The Power of Optimization and AI in Healthcare

This article was adapted from The Analytics Edge In Healthcare written by Dimitris Bertsimas, Ph.D., Agni Orfanoudaki, Ph.D., Holly Wiberg, Ph.D.

Healthcare is one of the most complex and high-stakes systems in the world. Every day, leaders must decide how to allocate limited resources, schedule specialized staff, and deliver life-saving care – all while ensuring fairness and equity. Traditionally, these decisions have relied on experience, intuition, and spreadsheets. But as healthcare grows in complexity, so does the need for data-driven, transparent, and fair decision-making.

That’s where optimization and artificial intelligence (AI) come in.

What Optimization Really Means in Healthcare

An optimization problem is about finding the best possible solution when there are competing goals and real-world constraints. In healthcare, this could mean:

  • Maximizing the use of expensive resources like operating rooms.

  • Balancing physician schedules to avoid burnout while maintaining revenue.

  • Distributing limited vaccines or treatments to reduce population-level risk.

  • Selecting a drug regimen that’s effective across multiple conditions while minimizing side effects.

Optimization provides a structured, mathematical way to make complex decisions. It defines:

  • Decision Variables: the choices you can make (e.g., how many nurses to assign per shift).

  • Objectives: what to maximize or minimize (e.g., patient access, cost, fairness).

  • Constraints: the rules you must respect (e.g., staffing limits, safety regulations).

Modern optimization algorithms, once limited to military logistics, now solve massive, real-world healthcare problems in minutes. And when paired with AI, the possibilities expand even further.

AI + Optimization: Smarter and Fairer Decision Making

AI and optimization work hand-in-hand:

  • AI predicts - such as forecasting patient demand or surgery length.

  • Optimization prescribes - using predictions to plan resources and schedules.

Together, they create a closed-loop system that not only anticipates the future but also makes the best possible plan. This is especially critical when fairness matters. AI can unintentionally replicate historical bias if unchecked, but optimization can embed fairness directly. For example, balancing workloads, protecting vulnerable groups, and making decisions transparent.

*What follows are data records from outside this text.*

PR #30, opened 2018-07-18
Epinar 5

evinpinar:
An alternative representation for graph, and the first followup which I solved by holding indegree of each node, and traverse all possible paths.


epinar/assignment5/unit_tests
```diff
@@ -0,0 +1,21 @@
+#!/usr/bin/env python3
+
+import unittest
+from unknown_alphabet import find_alphabets, find_alphabet
+
+class TestDictionary(unittest.TestCase):
+
+	def check_equal(self, L1, L2):
+		return sorted(L1) == sorted(L2)
```
SilverSolver, line 9: I love this function. It is very convenient and I think we should use it in the tests for the final solution.

epinar/assignment5/unit_tests
```diff
@@ -0,0 +1,21 @@
+#!/usr/bin/env python3
+
```
SilverSolver, line 2: It should be better to name this file "unit_tests.py" or like this
Lack of the extension is confusing

epinar/assignment5/unit_tests
```diff
@@ -0,0 +1,21 @@
...
+	def test_find_alphabets(self):
+		self.check_equal(find_alphabets(['ART', 'RAT', 'CAT']), [['T', 'A', 'R', 'C'], ['A', 'T', 'R', 'C'], ['A', 'R', 'T', 'C'], ['A', 'R', 'C', 'T']])
+		self.check_equal(find_alphabets(['ART', 'RAT', 'CAT', 'CAR']), [['T', 'A', 'R', 'C'], ['A', 'T', 'R', 'C']])
+		self.check_equal(find_alphabets(['S', 'ART', 'RAT', 'CAT', 'CAR']), [['S', 'A', 'T', 'R', 'C'], ['S', 'T', 'A', 'R', 'C'], ['T', 'S', 'A', 'R', 'C']])
+
+	def test_find_alphabet(self):
+		self.assertEqual(find_alphabet(["1a", "1b", "a1", "ab"]), ["1", "a", "b"])
+
+
```
SilverSolver, line 19: I modified my own tests a bit and added some new for testing your solution. Your solution passed these tests.
You can add them if you want:
```
    def test_0(self):
        self.assertEqual(find_alphabet([]), [])
        self.assertEqual(find_alphabets([]), [[]])

    def test_1(self):
        self.assertEqual(find_alphabets(["a"]), [["a"]])
        self.assertEqual(find_alphabet(["1", "2", "3"]), ["1", "2", "3"])
        self.check_equal(find_alphabets(["12"]), [["1", "2"], ["2", "1"]])

    def test_2(self):
        self.assertEqual(find_alphabets(["1a", "1b", "a1", "ab"]), [["1", "a", "b"]])
        self.check_equal(find_alphabets(["1b", "a1"]), [["1", "a", "b"], ["1", "b", "a"]])

    def test_fault(self):
        self.assertEqual(find_alphabets(["1", "2", "1"]), [[]])
        self.assertEqual(find_alphabets(["12", "22", "21"]), [[]])
```

epinar/assignment5/unknown_alphabet.py
```diff
@@ -0,0 +1,98 @@
...
+			cp = _common_prefix(word1, word2)
+			if cp != -1:
+				self.nodes[word1[cp]].add_edge(self.nodes[word2[cp]])
+
+	def __iter__(self):
+		for node in self.nodes.values():
+			yield node
+
+
+def _topsort1(v, graph, alphabet):
```
SilverSolver, line 35: I'm not sure that we need this function if we have a "_topsort2"

epinar/assignment5/unknown_alphabet.py
```diff
@@ -0,0 +1,98 @@
...
+	""" computes topsort of acyclic graph """
+	v.is_visited = True
+	for u in v.edges:
+		if not u.is_visited:
+			_topsort1(u, graph, alphabet)
+	alphabet.append(v.value)
+
+
+def find_alphabet(words):
```
SilverSolver, line 44: I'm not sure that we need this function if we have "find_alphabets"

epinar/assignment5/unknown_alphabet.py
```diff
@@ -0,0 +1,98 @@
...
+
+			v.is_visited = False
+			curr_alphabet.pop()
+			for u in v.edges:
+				u.indegree += 1
+
+			isDone = True
+
+	if not isDone:
+		alphabets.append(curr_alphabet.copy())
```
SilverSolver, line 85: As I can see, this function returns [[]] if we have an inconsistent dictionary. I really don't know is it ok or we should return something more special in this case...

SilverSolver (commented):
This code solves the problem, but is surplus somewhere

epinar/assignment5/unit_tests
evinpinar: Oops i lost the extension while moving files to manage the commit issues, will fix it 👍

epinar/assignment5/unit_tests
evinpinar: Definitely helpful!

epinar/assignment5/unit_tests
evinpinar: Oh perfect, thanks! In the future, after coming up with the main group branch, we should iterate on the code collaboratively :)

epinar/assignment5/unknown_alphabet.py
evinpinar: It was my attempt to solve the first followup question, to find multiple alphabets. 
For the second followup, ie. if the dictionary is inconsistent, the function should raise warning and show what creates inconsistency -> cycle. But for words: ['A', 'B', 'C', 'AB', 'AA'], it currently returns ['A', 'B', 'C']. It should return ['A'] or ['B'] or both. 
And for last followup, to find the maximal consistent set, I think we should find the minimum number of elements that will make the set consistent. For same example, removing the letter 'A' will help and the resulting alphabet will be: ['B', 'C'].

epinar/assignment5/unknown_alphabet.py
evinpinar: removed 👍

epinar/assignment5/unknown_alphabet.py
evinpinar: Removed 👍

crossopt: Ehh I'm confused. Why wouldn't we need this function?
After all, it's faster than find_alphabets

epinar/assignment5/unknown_alphabet.py
crossopt: Same here. Though the names are confusing, maybe something that actually shows what the second fancy topsort does?

PR #31, opened 2018-07-25
Create move_cars.py

crossopt:
Soo I think we'll have a lot to talk about with this assignment and there definitely will be different approaches, unlike the topsort.

All the better to start early!

### DIFF
--- a/group/assignment6/move_cars.py
+++ b/group/assignment6/move_cars.py
@@ -1,7 +1,7 @@
 def car_positions(state):
     """ given state returns array where ith element is the position of ith car """
-    positions = [0] * len(start)
-    for place, car in enumerate(start):
+    positions = [0] * len(state)
+    for place, car in enumerate(state):
         positions[car] = place
     return positions
 
--- a/group/assignment6/move_cars.py
+++ b/group/assignment6/move_cars.py
@@ -1,31 +1,80 @@
-def car_positions(state):
-    """ given state returns array where ith element is the position of ith car """
-    positions = [0] * len(state)
-    for place, car in enumerate(state):
-        positions[car] = place
-    return positions
+from typing import List
 
 
-def generate_moves(start, final):
-    """ ith element of start state is the car currently in the ith space
-    ith element of final state is the car that should be in ith space
-    empty space is 0
-    yields optimal sequence of moves in format (car number, old space, new space) """
+def check_input(start: List[int], final: List[int]) -> bool:
+    """ Method to check correctness of input
+    Args:
+        start: list of integers where ith element is the car currently in the ith space
+        final: list of integers where ith element is the car that should be in the ith space
+    Returns:
+        bool: is the input correct
+    """
+    start_set = set(start)
+    final_set = set(final)
+    car_set = set([i for i in range(len(start))])
 
-    pos = car_positions(start)
-    for car, place in enumerate(pos):
-        if final[place] == car:
+    # speed optimization, check lengths of sets are the same before checking sets
+    if len(start_set) != len(car_set) or len(final_set) != len(car_set):
+        return False
+
+    # elements of both the start and final sets should be 0 to len(start) - 1
+    return start_set == car_set and final_set == car_set
+
+
+def _invert(state: List[int]) -> List[int]:
+    """ Method to get the inverse of a list, i.e. value becomes the position and position becomes the value
+    Args:
+        state: a list of integers from 0 to len(state) - 1 e.g [1, 2, 0, 3]
+    Returns:
+        List(int): inverse of the list e.g [2, 0, 1, 3]
+    """
+    new_state = [0] * len(state)
+    for i, j in enumerate(state):
+        new_state[j] = i
+    return new_state
+
+
+def _move(car_positions: List[int], car_num: int) -> int:
+    """ Method to move car to current empty position
+    Args:
+        car_positions: list of integers where ith element is the current position of ith car
+        car_num: int number of car to move
+    Returns:
+        int: new empty position
+    """
+    car_positions[0], car_positions[car_num] = car_positions[car_num], car_positions[0]
+    return car_positions[0]
+
+
+def generate_moves(start: List[int], final: List[int]) -> List[int]:
+    """ Method to yield optimal sequence of moves in format (car number, old space, new space)
+    Args:
+        start: list of integers where ith element is the car currently in the ith space
+        final: list of integers where ith element is the car that should be in the ith space
+    Returns:
+        List[int]: returns final list of positions (this should be equal to final and is only for testing)
+    """
+
+    # inverted list of start list, i.e. ith element is current position of ith car
+    car_positions = _invert(start)
+    empty_place = car_positions[0]
+    for car, place in enumerate(car_positions):
+        # if car is already where it is supposed to be, do nothing
+        if car == final[place]:
             continue
 
-        if car:  # this is a cycle fix
-            yield car, place, pos[0]
-            pos[0], pos[car] = pos[car], pos[0]
+        # if car exists, break the cycle by moving car to empty position
+        if car:
+            yield car, place, empty_place
+            empty_place = _move(car_positions, car)
 
-        car = final[pos[0]]
-        while car:
-            yield car, pos[car], pos[0]
-            pos[0], pos[car] = pos[car], pos[0]
-            car = final[pos[0]]
+        # move car that should end up in current empty space while such car exists
+        while final[empty_place]:
+            current_car = final[empty_place]
+            yield current_car, car_positions[current_car], empty_place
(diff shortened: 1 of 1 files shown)


group/assignment6/move_cars.py
```diff
@@ -0,0 +1,38 @@
+def car_positions(state):
+    """ given state returns array where ith element is the position of ith car """
+    positions = [0] * len(start)
```
SilverSolver: what does "start" mean? Did you mean "state"?

group/assignment6/move_cars.py
```diff
@@ -0,0 +1,38 @@
...
+    ith element of final state is the car that should be in ith space
+    empty space is 0
+    yields optimal sequence of moves in format (car number, old space, new space) """
+
+    pos = car_positions(start)
+    for car, place in enumerate(pos):
+        if final[place] == car:
+            continue
+
+        if car:  # this is a cycle fix
```
SilverSolver: I can't see, how car variable can become "None" or "False". So, for now, I don't know how this "if" statement can be not satisfied. Please, clarify, what are you planning to do to make this statement useful?

group/assignment6/move_cars.py
```diff
@@ -0,0 +1,38 @@
...
+            yield car, place, pos[0]
+            pos[0], pos[car] = pos[car], pos[0]
+
+        car = final[pos[0]]
+        while car:
```
SilverSolver: The same question here... I don't understand for now, if cars can be exhausted in some sense?

group/assignment6/move_cars.py
```diff
@@ -0,0 +1,38 @@
...
+            yield car, pos[car], pos[0]
```
SilverSolver: 1) So, if I understand correctly, for now your function just swaps each car with car at its final position until the positions of all the cars will be coincide with final. But I don't understand, why we need the recursion for this? I am confused. I'm not sure if it will work properly for now (I didn't test it yet).
2) Yes, swaping car1 and car2 can be considered as some simplification of 3 moves: car1 -> empty space; car2 -> car1's prev. position; car1 -> car2's prev. position. But it seems like we should yield all these 3 moves separately for assignment purpose.

group/assignment6/move_cars.py
```diff
@@ -0,0 +1,38 @@
...
+            pos[0], pos[car] = pos[car], pos[0]
+            car = final[pos[0]]
```
SilverSolver: I still don't understand the stopping conditions for this function clearly... are you sure that it will really stop every time?

group/assignment6/move_cars.py
```diff
@@ -0,0 +1,38 @@
...
+
+
+def fancy_output(start, final):
+    for i in generate_moves(start, final):
+        print("Move car number {} from {} to {}".format(*i))
+    print("Done")
+
+
+fancy_output([1, 0, 2, 3, 4], [2, 3, 1, 4, 0])
```
SilverSolver: I think, that these representations for start and final states are simple enough and are suitable for this assignment. I think that I will use them for mine solution, too, for being compatible with yours interfaces (I hope that tomorrow I will find a time for coding and submit something, too!).

group/assignment6/move_cars.py
crossopt: Oops, that was clumsy last-minute copy-paste. FIxed

It actually works now:)

group/assignment6/move_cars.py
crossopt: Possibly this should be "if car == 0" to make it more readable. However since 0 is an empty space, or basically a nonexistent car, I prefer this way. I.e. it can be read as "does this car actually exist"

group/assignment6/move_cars.py
crossopt: 2. I'm confused as to what you're saying. Every yield returns one move, I think

1. So, what's going on is I've already glued the empty space into the cycle and am now fixing the cycle. I'm moving the car that should end up in the empty space (final[pos[0]]) into the empty space (pos[0]) from its current position. Then I'm doing the same from the previous car in the cycle
I want to iterate over all the cars in the cycle and stop once they are all in the correct positions. This will be once the car that I am trying to move is 0 (there are two intuitive ways to understand. Firstly, this is the last car in the order of the cycle, since it was in the position I moved the car into. Secondly, the current car I'm looking at is always the car that should end up in the current empty position (final[pos[0]]). It's logical to stop when that car is the zero car)

group/assignment6/move_cars.py
crossopt: Long text here that probably should make its way into the code's comments sometime

1. The state representation I've chosen is this. I've numbered the cars from 1 to N-1 and the parking spaces from 0 to N, and decided to treat the empty parking space as having the car number 0. The advantage of this representation is that an array a[i] = car in ith parking space is a permutation (and b[i] = position of ith car is its inverse). Oh, and so are the movements that we want to do - a slightly simpler data structure might be to store one array c[i] = where should the car currently in c end up, and keep a variable that shows where the empty space currently is.
2. So, we know that we need to perform a specific permutation on the cars using only a series of allowed moves. Which are actually swaps of two elements, one of which is 0.
Since we know that every permutation is a set of disjoint cycles let's look at the solution for each cycle.
3. If a cycle of length K contains 0, we can perform it in K-1 moves by swapping 0 with each next element. Every move places one car in the place it should end up in the final state, so this is obviously optimal
If a cycle of length K doesn't contain 0, none of those cars can be moved to the place where they should end up in. Let's move one car to the current empty space. In my implementation the first cycle I fix is the cycle with 0, so by this point the empty space is the space that should be empty in the end. It's possible to check (a pen and a piece of paper are useful here) that now you have simply inserted 0 into the current cycle and so this can be solved like the previous case

group/assignment6/move_cars.py
SilverSolver: Thanks for clarifying! At first I didn't understand the meaning of the comment "empty space is 0". Now, if empty parking space is the car number 0, and that this "if" separates cases when car is 0 or not 0, everything fell into place.

group/assignment6/move_cars.py
SilverSolver: 2. I just didn't understand that zero car is the empty space. But I understand now.

group/assignment6/move_cars.py
```diff
@@ -0,0 +1,38 @@
...
+    return positions
+
+
+def generate_moves(start, final):
+    """ ith element of start state is the car currently in the ith space
+    ith element of final state is the car that should be in ith space
+    empty space is 0
+    yields optimal sequence of moves in format (car number, old space, new space) """
+
+    pos = car_positions(start)
```
Sridha2412: not sure why you would need car_positions(start). Isnt it essentially returning the same as start?

group/assignment6/move_cars.py
```diff
@@ -0,0 +1,38 @@
...
+
+
+def fancy_output(start, final):
+    for i in generate_moves(start, final):
+        print("Move car number {} from {} to {}".format(*i))
+    print("Done")
+
+
+fancy_output([1, 0, 2, 3, 4], [2, 3, 1, 4, 0])
+# fancy_output([1, 0, 2, 3, 4], [2, 0, 1, 4, 3])
```
Sridha2412: I tried printing the final pos and it didnt return the same as your output:
fancy_output([1, 0, 2, 3, 4], [2, 3, 1, 4, 0]) - [4, 2, 0, 1, 3]
fancy_output([1, 0, 2, 3, 4], [2, 0, 1, 4, 3]) - [1, 2, 0, 4, 3]

Sridha2412:
It took me a while to understand what you were doing, more comments would definitely be helpful :)

group/assignment6/move_cars.py
crossopt: car_positions returns the inverse of the permutation start

However start in my tests is its own inverse:)

group/assignment6/move_cars.py
crossopt: What exactly did you print?

I copied my code into an online python compiler and checked the output by hand. The sequence of moves outputted resulted in the end sequence

I'll double check when I get back to my computer, but I'm still curious as to what exactly you're printing

crossopt: Ooh, I know!

Sorry, my bad, my current on-computer version has different variable names:)

pos should be the inverse of the final state so those outputs are correct

crossopt: Because pos[i] is "where is the ith car now"
And final[i] is "which car should end up in the ith place"


I'll add some comments later today:)

Sridha2412:
Thanks for adding the comments and the great solution :D

SilverSolver (approved):
I agree to merge this version of solution and use it as a baseline for future improvements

Case Study: Making Physician Scheduling Fair and Efficient

This approach isn’t just theoretical. Dynamic Ideas, the parent company of H2O, helped Brigham and Women’s Hospital (BWH) in Boston redesign how it schedules physicians in its Division of Angiography and Interventional Radiology.

As the hospital expanded to multiple campuses, scheduling became far more complicated. Leaders needed to:

  • Balance high-and low-revenue assignments fairly among doctors.

  • Distribute tough shifts like nights and weekends without overburdening anyone.

  • Respect personal preferences and time-off requests.

  • Avoid burnout while keeping the department financially healthy.

Historically, this process was done by hand which is time-consuming and subjective.

By applying a mixed integer optimization model with fairness objectives, Dynamic Ideas created an automated scheduling system that:

  • Increased departmental revenue by over 8%.

  • Reduced pay inequities and distributed undesirable shifts more fairly.

  • Incorporated physician preferences transparently.

  • Produced schedules in minutes instead of days.

The result: a fairer, more efficient schedule that staff trusted and embraced.

Why Fairness in AI and Optimization Matters

In healthcare, unfair or opaque decision-making isn’t just a technical issue, it’s an ethical one. Algorithms can unintentionally reinforce inequities if not designed with fairness in mind. By explicitly including fairness constraints, organizations can:

  • Protect vulnerable groups or individuals.

  • Distribute workload more equitably.

  • Build transparency and trust into decision-making.

Fair optimization turns AI from a “black box” into a clear, accountable tool that leaders and staff can understand and trust.

Building Smarter, Fairer Healthcare Systems

Healthcare leaders face mounting pressure to deliver high-quality, equitable care with limited resources. Optimization and fair AI offer a disciplined, future-ready way forward. They help organizations:

  • Reveal trade-offs clearly so stakeholders can make informed, ethical choices.

  • Move debates from gut feeling to measurable outcomes.

  • Accelerate decision-making and process redesign.

  • Build trust by making fairness explicit.

The result is decision-making that’s smarter, fairer, and better aligned with both patient needs and operational realities. From operating room schedules to public health planning and beyond.

Final Thoughts

The tools to achieve this are here today. With modern optimization solvers and AI models, even the most complex healthcare systems can turn data into fair, transparent, and impactful decisions.

Healthcare will always involve tough choices, but with optimization and AI, those choices can be made faster, fairer, and with greater confidence, improving care for patients and working conditions for the people who serve them.